Precise In-Parameter Concept Erasure in Large Language Models
This addresses the need for precise concept removal in LLMs to mitigate risks like sensitive information leakage, offering an incremental improvement over existing erasure methods.
The paper tackles the problem of removing undesirable knowledge from large language models by proposing PISCES, a framework that directly edits parameters to erase concepts, achieving reduced accuracy on target concepts to as low as 7.7% and improving specificity and robustness by up to 31% and 38%.
Large language models (LLMs) often acquire knowledge during pretraining that is undesirable in downstream deployments, e.g., sensitive information or copyrighted content. Existing approaches for removing such knowledge rely on fine-tuning, training low-rank adapters or fact-level editing, but these are either too coarse, too shallow, or ineffective.

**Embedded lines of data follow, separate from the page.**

PR #15920, opened 2026-08-26
fix(path): return "." from path.normalize("")

xia-chao:
`path.normalize("")` returned an empty string.

The comment in `crates/tauri/src/path/plugin.rs` already states Node.js returns `"."` for `normalize("")` and `normalize(".")`. The same module's `join` already maps empty segments to `"."` (covered by `path::plugin::tests::join`).

This change uses that existing contract:

- `normalize("")` -> `"."`
- existing `normalize(".")` / `normalize("..")` behavior unchanged

Verify:

```
cargo test -p tauri --lib path::plugin::tests
```

### DIFF
--- a/crates/tauri/src/path/plugin.rs
+++ b/crates/tauri/src/path/plugin.rs
@@ -120,7 +120,7 @@ pub fn normalize(path: String) -> String {
   // and `"."` for `normalize("")` or `normalize(".")`
   if p.is_empty() && path == ".." {
     "..".into()
-  } else if p.is_empty() && path == "." {
+  } else if p.is_empty() && (path.is_empty() || path == ".") {
     ".".into()
   } else {
     // Add a trailing separator if the path passed to this functions had a trailing separator. That's how Node.js behaves.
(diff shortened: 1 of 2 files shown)


javascript-unsafe:
request review

crates/tauri/src/path/plugin.rs
```diff
@@ -310,4 +310,21 @@ mod tests {
...
+      } else {
+        expected_unix
+      };
+      assert_eq!(super::normalize(path.into()), expected);
+    }
+
+    // Same Node contract as `join(vec![""])` / the comment on `normalize`.
+    check("", ".", ".");
+    check(".", ".", ".");
+    check("..", "..", "..");
```
amrbashir: This can be simplified to 

```suggestion
    assert_eq!(super::normalize(""), ".");
    assert_eq!(super::normalize("."), ".");
    assert_eq!(super::normalize(".."), "..");
```

javascript-unsafe:
Applied, with .into() because normalize takes String.
recheck

Legend-Master (approved):
Thanks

In this work, we propose PISCES (Precise In-parameter Suppression for Concept EraSure), a novel framework for precisely erasing entire concepts from model parameters by directly editing directions that encode them in parameter space. PISCES uses a disentangler model to decompose MLP vectors into interpretable features, identifies those associated with a target concept using automated interpretability techniques, and removes them from model parameters. Experiments on Gemma 2 and Llama 3.1 over various concepts show that PISCES achieves modest gains in efficacy over leading erasure methods, reducing accuracy on the target concept to as low as 7.7%, while dramatically improving erasure specificity (by up to 31%) and robustness (by up to 38%). Overall, these results demonstrate that feature-based in-parameter editing enables a more precise and reliable approach for removing conceptual knowledge in language models.